Regarding the definition of family history, most of the included studies defined family history as ‘family history of CRC in a first-degree relative’. Other definitions were ‘at least one family member with a history of CRC’ and ‘near relatives with CRC’. The results of the included studies were pooled before sensitivity analyses were performed; studies that did not use ‘CRC in a first-degree relative’ as the definition of family history were excluded. The similarity of the pooled results indicated that the definition of family history was not a source of heterogeneity; rather, subgroup analyses pointed to tumor location, geographic region, sex and sample size as the sources.

Our systematic review and meta-analysis comprehensively assessed observational data on the survival effect of family history on CRC patients. The pooled results indicated that a positive family history improved overall survival in this population. However, this study also had several limitations. First, the number of studies included in this meta-analysis was small, which may have affected the reliability of some of the subgroup analyses. Second, the included studies were limited to Asia, Europe, America and Australia. Third, the reasons for the heterogeneity could not be fully explained. Fourth, one-third of the included studies (n=6) were of low quality, which may have compromised the pooled results. Fifth, the confounders in each study were not always the same, which might have caused bias in the risk estimates. Finally, most of the included studies were retrospective and were thus vulnerable to bias and confounding effects.

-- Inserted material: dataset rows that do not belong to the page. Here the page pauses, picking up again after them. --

PR #3542, opened 2019-02-04
Misc. CodeCacheManager API refactoring

0xdaryl:
* Relocate CodeCache::allocate function to CodeCacheManager
* Delete unused functionality from CodeCacheManager
* Remove reservationInterfaceCache from CodeCacheManager

### DIFF
--- a/compiler/runtime/OMRCodeCacheManager.hpp
+++ b/compiler/runtime/OMRCodeCacheManager.hpp
@@ -171,6 +171,23 @@ public:
                                 bool needsToBeContiguous,
                                 bool isMethodHeaderNeeded=true);
 
+   /**
+    * @brief Allocate and initialize a new code cache from a new memory segment
+    *
+    * @param[in] segmentSizeInBytes : segment size to create the code cache from
+    * @param[in] reservingCompilationTID : thread id of the requestor
+    *               if (reservingCompilationTID)
+    *                  <= -2 : no reservation is requested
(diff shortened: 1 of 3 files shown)


compiler/runtime/OMRCodeCacheManager.hpp
```diff
@@ -171,6 +171,24 @@ class OMR_EXTENSIBLE CodeCacheManager
...
+   /**
+    * @brief Allocate and initialize a new code cache from a new memory segment
+    *
+    * @param[in] segmentSizeInBytes : segment size to create the code cache from
+    * @param[in] reservingCompilationTID : thread id of the requestor
+    *               if (reservingCompilationTID)
+    *                  >= -1 : the new code cache will be reserved
+    *                  <= -2 : no reservation is requested
+    *                  == -1 : the application thread is requesting the allocation
+    *                  >=  0 : a compilation thread is requesting the allocation
```
Leonardo2718: I find listing `>= -1 : the new code cache will be reserved` a bit confusing. Could use something like this instead:

```
    *                  <= -2 : no reservation is requested
    *                  == -1 : the application thread is requesting the allocation; new code cache will be reserved
    *                  >=  0 : a compilation thread is requesting the allocation; new code cache will be reserved
```

0xdaryl: Agreed.  Fixed and pushed.

Leonardo2718:
AppVeyor build failed because of infra problems. Restarted.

In conclusion, this systematic review and meta-analysis found that a positive family history of CRC was associated with improved overall survival in CRC patients. The prognostic effect of a family history was affected by sex and tumor stage. A family history was also a favorable predictor of disease-free survival among patients with stage III CRC. Further studies are warranted to explore the underlying mechanisms.